* [DIRECTIONS FOR THIS TASK]: Only a number is wanted here: the number of lines of the data that include "concurrent".

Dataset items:
PR #21897, opened 2026-04-14
ggml-cuda: enable concurrent streams for linear attention

am17an:
## Overview

Enable concurrent streams for linear models (e.g. Qwen3.5). Linear attention layers also have parallelizable kernels, this PR enables them to run on different streams as done for traditional attention layers in #16991. Picture below from `nsys profile`

sync2

This PR also fixes a long standing bug in the stream concurrency code which did not allow it to be enabled by default and also not scale beyond batch_size = 1. The bug was that graph allocator would re-use the `node->src` tensors assuming sequential execution. #16991 had a intricate interleaving pattern to "fool" the allocator into extending lifetimes of the tensors but it did not do so for the `src` tensors, which somehow worked for bs=1 but is not guaranteed to. 

This PR simply introduces a flag `GGML_TENSOR_FLAG_NO_ALLOC_FREE` to prevent the allocator from re-using the memory, and removes the complex reshuffling of nodes. Since we reserve space for worst case graph, this does not increase the size of the compute buffer.

## Additional information

on a 5090 with `GGML_CUDA_GRAPH_OPT=1`

| Model                    |   Microbatch size | Test   |   t/s e21cdc11a |   t/s linear-attn-conc |   Speedup |                                                                        
|:-------------------------|------------------:|:-------|----------------:|-----------------------:|----------:|                                                                        
| gemma4 ?B Q4_K_M         |                 1 | pp512  |          213.63 |                 229.26 |      1.07 |                                                                        
| gemma4 ?B Q4_K_M         |                 2 | pp512  |          364.59 |                 391.76 |      1.07 |                                                                        
| gemma4 ?B Q4_K_M         |                 4 | pp512  |          571.11 |                 603.30 |      1.06 |                                                                        
| gemma4 ?B Q4_K_M         |                 8 | pp512  |          868.01 |                 904.15 |      1.04 |                                                                        
| qwen35 27B Q4_K_M        |                 1 | pp512  |           69.45 |                  72.89 |      1.05 |                                                                        
| qwen35 27B Q4_K_M        |                 2 | pp512  |          129.81 |                 137.60 |      1.06 |                                                                        
| qwen35 27B Q4_K_M        |                 4 | pp512  |          210.49 |                 222.65 |      1.06 |                                                                        
| qwen35 27B Q4_K_M        |                 8 | pp512  |          280.24 |                 296.04 |      1.06 |                                                                        
| qwen35moe 35B.A3B Q4_K_S |                 1 | pp512  |          241.87 |                 231.01 |      0.96 |                                                                        
| qwen35moe 35B.A3B Q4_K_S |                 2 | pp512  |          332.47 |                 355.24 |      1.07 |                                                                        
| qwen35moe 35B.A3B Q4_K_S |                 4 | pp512  |          532.37 |                 561.42 |      1.05 |                                                                        
| qwen35moe 35B.A3B Q4_K_S |                 8 | pp512  |          860.46 |                 899.61 |      1.05 | 

Note: the slowdown on qwen3.5 on bs=1 seems to be some quirk of llama-bench, it is the first model and the first run. Running a TG benchmark shows a speed-up there as well.

# Requirements

- AI usage disclosure: Yes, debugging and testing

### DIFF
--- a/ggml/include/ggml.h
+++ b/ggml/include/ggml.h
@@ -635,12 +635,12 @@ extern "C" {
 
     // this tensor...
     enum ggml_tensor_flag {
-        GGML_TENSOR_FLAG_INPUT   =  1, // ...is an input for the GGML compute graph
-        GGML_TENSOR_FLAG_OUTPUT  =  2, // ...is an output for the GGML compute graph
-        GGML_TENSOR_FLAG_PARAM   =  4, // ...contains trainable parameters
-        GGML_TENSOR_FLAG_LOSS    =  8, // ...defines loss for numerical optimization (multiple loss tensors add up)
+        GGML_TENSOR_FLAG_INPUT         =  1, // ...is an input for the GGML compute graph
+        GGML_TENSOR_FLAG_OUTPUT        =  2, // ...is an output for the GGML compute graph
+        GGML_TENSOR_FLAG_PARAM         =  4, // ...contains trainable parameters
+        GGML_TENSOR_FLAG_LOSS          =  8, // ...defines loss for numerical optimization (multiple loss tensors add up)
         GGML_TENSOR_FLAG_COMPUTE       = 16, // ...must be computed
-        GGML_TENSOR_FLAG_NO_ALLOC_FREE = 32, // ...buffer should not be freed/reused by the allocator
+        GGML_TENSOR_FLAG_NO_ALLOC_FREE = 32, // ...buffer should not be freed/reused by the allocator (note: causes graph realloc)
     };
 
     enum ggml_tri_type {
--- a/ggml/include/ggml.h
+++ b/ggml/include/ggml.h
@@ -639,7 +639,8 @@ extern "C" {
         GGML_TENSOR_FLAG_OUTPUT  =  2, // ...is an output for the GGML compute graph
         GGML_TENSOR_FLAG_PARAM   =  4, // ...contains trainable parameters
         GGML_TENSOR_FLAG_LOSS    =  8, // ...defines loss for numerical optimization (multiple loss tensors add up)
-        GGML_TENSOR_FLAG_COMPUTE = 16, // ...must be computed
+        GGML_TENSOR_FLAG_COMPUTE       = 16, // ...must be computed
+        GGML_TENSOR_FLAG_NO_ALLOC_FREE = 32, // ...buffer should not be freed/reused by the allocator
     };
 
     enum ggml_tri_type {
--- a/ggml/include/ggml.h
+++ b/ggml/include/ggml.h
@@ -652,7 +652,8 @@ extern "C" {
         GGML_TENSOR_FLAG_OUTPUT  =  2, // ...is an output for the GGML compute graph
         GGML_TENSOR_FLAG_PARAM   =  4, // ...contains trainable parameters
         GGML_TENSOR_FLAG_LOSS    =  8, // ...defines loss for numerical optimization (multiple loss tensors add up)
-        GGML_TENSOR_FLAG_COMPUTE = 16, // ...must be computed
+        GGML_TENSOR_FLAG_COMPUTE       = 16, // ...must be computed
+        GGML_TENSOR_FLAG_NO_ALLOC_FREE = 32, // ...buffer should not be freed/reused by the allocator
     };
 
     enum ggml_tri_type {
--- a/ggml/include/ggml.h
+++ b/ggml/include/ggml.h
@@ -648,12 +648,12 @@ extern "C" {
 
     // this tensor...
     enum ggml_tensor_flag {
-        GGML_TENSOR_FLAG_INPUT   =  1, // ...is an input for the GGML compute graph
-        GGML_TENSOR_FLAG_OUTPUT  =  2, // ...is an output for the GGML compute graph
-        GGML_TENSOR_FLAG_PARAM   =  4, // ...contains trainable parameters
-        GGML_TENSOR_FLAG_LOSS    =  8, // ...defines loss for numerical optimization (multiple loss tensors add up)
+        GGML_TENSOR_FLAG_INPUT         =  1, // ...is an input for the GGML compute graph
+        GGML_TENSOR_FLAG_OUTPUT        =  2, // ...is an output for the GGML compute graph
+        GGML_TENSOR_FLAG_PARAM         =  4, // ...contains trainable parameters
+        GGML_TENSOR_FLAG_LOSS          =  8, // ...defines loss for numerical optimization (multiple loss tensors add up)
         GGML_TENSOR_FLAG_COMPUTE       = 16, // ...must be computed
-        GGML_TENSOR_FLAG_NO_ALLOC_FREE = 32, // ...buffer should not be freed/reused by the allocator
+        GGML_TENSOR_FLAG_NO_ALLOC_FREE = 32, // ...buffer should not be freed/reused by the allocator (note: causes graph realloc)
     };
 
     enum ggml_tri_type {
--- a/ggml/include/ggml.h
+++ b/ggml/include/ggml.h
@@ -648,12 +648,11 @@ extern "C" {
 
     // this tensor...
     enum ggml_tensor_flag {
-        GGML_TENSOR_FLAG_INPUT         =  1, // ...is an input for the GGML compute graph
-        GGML_TENSOR_FLAG_OUTPUT        =  2, // ...is an output for the GGML compute graph
-        GGML_TENSOR_FLAG_PARAM         =  4, // ...contains trainable parameters
-        GGML_TENSOR_FLAG_LOSS          =  8, // ...defines loss for numerical optimization (multiple loss tensors add up)
-        GGML_TENSOR_FLAG_COMPUTE       = 16, // ...must be computed
-        GGML_TENSOR_FLAG_NO_ALLOC_FREE = 32, // ...buffer should not be freed/reused by the allocator (note: causes graph realloc)
+        GGML_TENSOR_FLAG_INPUT   =  1, // ...is an input for the GGML compute graph
+        GGML_TENSOR_FLAG_OUTPUT  =  2, // ...is an output for the GGML compute graph
+        GGML_TENSOR_FLAG_PARAM   =  4, // ...contains trainable parameters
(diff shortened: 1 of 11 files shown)


ggml/src/ggml-backend.cpp
```diff
@@ -1498,8 +1498,14 @@ static bool ggml_backend_sched_alloc_splits(ggml_backend_sched_t sched) {
...
 
+    // unconditionally recreate the flag if any node has NO_ALLOC_FREE set
+    bool has_no_alloc_free = false;
+    for (int i = 0; i < sched->graph.n_nodes && !has_no_alloc_free; i++) {
+        has_no_alloc_free = (sched->graph.nodes[i]->flags & GGML_TENSOR_FLAG_NO_ALLOC_FREE) != 0;
+    }
+
     // allocate graph
-    if (backend_ids_changed || !ggml_gallocr_alloc_graph(sched->galloc, &sched->graph)) {
+    if (backend_ids_changed || has_no_alloc_free || !ggml_gallocr_alloc_graph(sched->galloc, &sched->graph)) {
```
JohannesGaessler, line 1508: Why is this done?

am17an: Currently after graph_optimize, if the size of the graph hasn't changed and other things like `backend_ids_changed` is not true, the allocator will skip reallocation. Basically it is not respecting that the node->flag can change.

JohannesGaessler: I'm not sure I follow. Without this patch `ggml_gallocr_alloc_graph` would be called. If that function fails to allocate the graph, shouldn't it be returning false?

am17an: `ggml_gallocr_needs_realloc` returns false because the current code assumes the graph doesn't need a realloc. This allocates the graph on previous buffer assignments, however in graph_optimize we explicitly request the allocator to not re-use buffers for these nodes

JohannesGaessler: Ah okay, I understand what you mean now. The logic is also going to be incorrect for `GGML_FLAG_OUTPUT` then because the meaning of that flag is effectively the same: the tensor data is not supposed to be overwritten (so that it can be retrieved after the graph evaluation). I was wondering why you were adding a new flag rather than to use that one. But since it seems to me like there would in practice be no difference I would suggest to use `GGML_FLAG_OUTPUT` and to fix for that flag.

am17an: There are other uses for `OUTPUT`, for example it blocks kernel fusion in `ggml_can_fuse`, so I think a new flag is necessary. 

https://github.com/ggml-org/llama.cpp/blob/006809fdba84260478fc351d11f7f293d89bd246/ggml/src/ggml-impl.h#L649-L652

JohannesGaessler: Okay, that makes sense.

ggml/include/ggml.h
```diff
@@ -639,7 +639,8 @@ extern "C" {
         GGML_TENSOR_FLAG_OUTPUT  =  2, // ...is an output for the GGML compute graph
         GGML_TENSOR_FLAG_PARAM   =  4, // ...contains trainable parameters
         GGML_TENSOR_FLAG_LOSS    =  8, // ...defines loss for numerical optimization (multiple loss tensors add up)
-        GGML_TENSOR_FLAG_COMPUTE = 16, // ...must be computed
+        GGML_TENSOR_FLAG_COMPUTE       = 16, // ...must be computed
+        GGML_TENSOR_FLAG_NO_ALLOC_FREE = 32, // ...buffer should not be freed/reused by the allocator
```
JohannesGaessler: Please keep the indentation consistent.

ggml/src/ggml-backend.cpp
```diff
@@ -1498,8 +1498,14 @@ static bool ggml_backend_sched_alloc_splits(ggml_backend_sched_t sched) {
         }
     }
 
+    // unconditionally recreate the flag if any node has NO_ALLOC_FREE set
+    bool has_no_alloc_free = false;
+    for (int i = 0; i < sched->graph.n_nodes && !has_no_alloc_free; i++) {
+        has_no_alloc_free |= (sched->graph.nodes[i]->flags & GGML_TENSOR_FLAG_NO_ALLOC_FREE) != 0;
```
JohannesGaessler, line 1504: To my understanding, the reason this check is needed here but not for the `OUTPUT` flag is because the graph optimization step can set the `NO_ALLOC_FREE` flag. I'm wondering whether there is any legitimate use case where a user would want to set the `NO_ALLOC_FREE` flag themself (right now I can't think of any). Because then this check would cause an unconditional re-allocation every time. But then we should clearly mention that the `NO_ALLOC_FREE` flag is for internal bookkeeping only in the corresponding comment.

am17an: I think `graph_optimize` could have an extension to the API allows the users to realloc based on some parameter (apart from the other cases). That is what this flag is doing essentially

JohannesGaessler (approved):

ggml/src/ggml-cuda/ggml-cuda.cu
```diff
@@ -4337,90 +4285,71 @@ static void ggml_backend_cuda_graph_optimize(ggml_backend_t backend, ggml_cgraph
...
+                        const_cast<ggml_tensor *>(n)->flags |= GGML_TENSOR_FLAG_NO_ALLOC_FREE;
+                        for (int si = 0; si < GGML_MAX_SRC; ++si) {
+                            const ggml_tensor * s = n->src[si];
+                            if (!s) continue;
+                            const_cast<ggml_tensor *>(s)->flags |= GGML_TENSOR_FLAG_NO_ALLOC_FREE;
+                            if (s->view_src) {
+                                const_cast<ggml_tensor *>(s->view_src)->flags |= GGML_TENSOR_FLAG_NO_ALLOC_FREE;
+                            }
+                        }
+                    }
```
ggerganov, line 4343: I don't think adding the `GGML_TENSOR_FLAG_NO_ALLOC_FREE` is a good idea. The allocator memory recycling should be solved in a different way.

JohannesGaessler: Right now we are determining memory re-use under the assumption that nodes in a graph are executed in the exact order as their indices. In principle we could generalize this to also consider possible out-of-order execution.

am17an: https://github.com/ggml-org/llama.cpp/pull/16991#issuecomment-3586600984 was the discussion earlier around making allocator stream-aware. Say we take a node and add a non-zero stream-id to it and then the allocator doesn't recycle nodes which have non-zero stream-ids, then it would be the same as this PR. It would still need to be realloc'ed after graph optimize though. The advantage of doing this would be that we can recycle nodes after each join rather than keeping the memory pinned as we're doing now.

All of this requires changes to the backend scheduler though, if those are not wanted we have to think of something else and likely would need to retire this code path altogether as it's broken even in current master

am17an: I tried doing this the metal way of re-ordering nodes but it's even slower than master.

ORippler: > Right now we are determining memory re-use under the assumption that nodes in a graph are executed in the exact order as their indices. In principle we could generalize this to also consider possible out-of-order execution.

This is definitely useful for running smaller models on bigger NVGPUs where we want to parallelize vertically. Resolving this would also allow for the graph optimization to leave the experimental state for the cuda backend.

> I don't think adding the GGML_TENSOR_FLAG_NO_ALLOC_FREE is a good idea. The allocator memory recycling should be solved in a different way.

An alternative idea could be for `graph_optimize` to be allowed to also return a list of graphs, which the backend sched has to dispatch in succession. As such, we could split out the parallellizeable segments into individual graphs, which should be issueable independently by the backend scheduler (and we could synchronize as needed by events). Though this may involve changes in the cuda backend to expose multi-stream parallel execution properly (did not spend too much thought on this yet). Also, if I track https://github.com/ggml-org/llama.cpp/pull/20793 correctly we are still missing an officially-agreed on formalization of how a backend should behave in the case where multiple calls to async_compute are issued against it (is it allowed to parallelize them? or do we require it to process them sequentially)

am17an:
I have a separate proposal which is more inline with what @JohannesGaessler initially mentioned. 

We can extend the `graph_optimize` function to provide allocator dependencies, something like this

```
  typedef void (*ggml_backend_add_alloc_dep_fn)(
      void * user_data,
      ggml_tensor * tensor, // keep this live
      ggml_tensor * until   // until this node
  );

  struct ggml_backend_graph_optimize_params {
      ggml_backend_add_alloc_dep_fn add_alloc_dep;
      void * user_data;
  };
  ```

  Then change the backend interface from:

 ``` void (*graph_optimize)(ggml_backend_t backend, ggml_cgraph * graph);```

  to:
```
  void (*graph_optimize)(
      ggml_backend_t backend,
      ggml_cgraph * graph,
      const ggml_backend_graph_optimize_params * params);
```

This way each the graph allocator knows not to re-use the memory till the join nodes. I believe this is the most architecturally sound way, as it can recycle memory every layer instead of keeping it throughout the graph and also doesn't have an implementation detail like `NO_ALLOC` leak into the scheduler. What do you guys think?

JohannesGaessler:
I think it would be better to extend the graph allocator with explicit support for divergent, concurrent paths. The logic for this should be ggml backend independent so my opinion is that the graph allocator should have an integer like `max_concurrent_streams` as input and an integer per node like `stream_id` as output. The stream IDs can then be passed to ggml backends which have the responsibility to synchronize when a node is using sources from another stream ID.

am17an:
I feel the stream concurrency (or same GPU parallelization) is an implementation detail of the CUDA backend, and because it already uses CUDA events to sync it is even more incompatible with the ggml backend because it uses CUDA events itself in multi-GPU cases, or possibly to implement an async copy engine like in #21067. A separate stream using the same device can also be created using another instantiation of `ggml_backend`, which also complicates this somewhat.

My suggestion is breaking the assumption that nodes are executed in sequential order through some "dependency injection", which already is a concept in scheduler to extend lifetimes of tensors

am17an:
This now has enabled linear attn, but I don't see e2e speed-ups, but speed-ups only in TG. This probably means that the `graph_optimize` call is taking a lot of time. @ORippler since you expressed interest in contributing here, any help would be appreciated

* [EXERCISE RESULT]: 3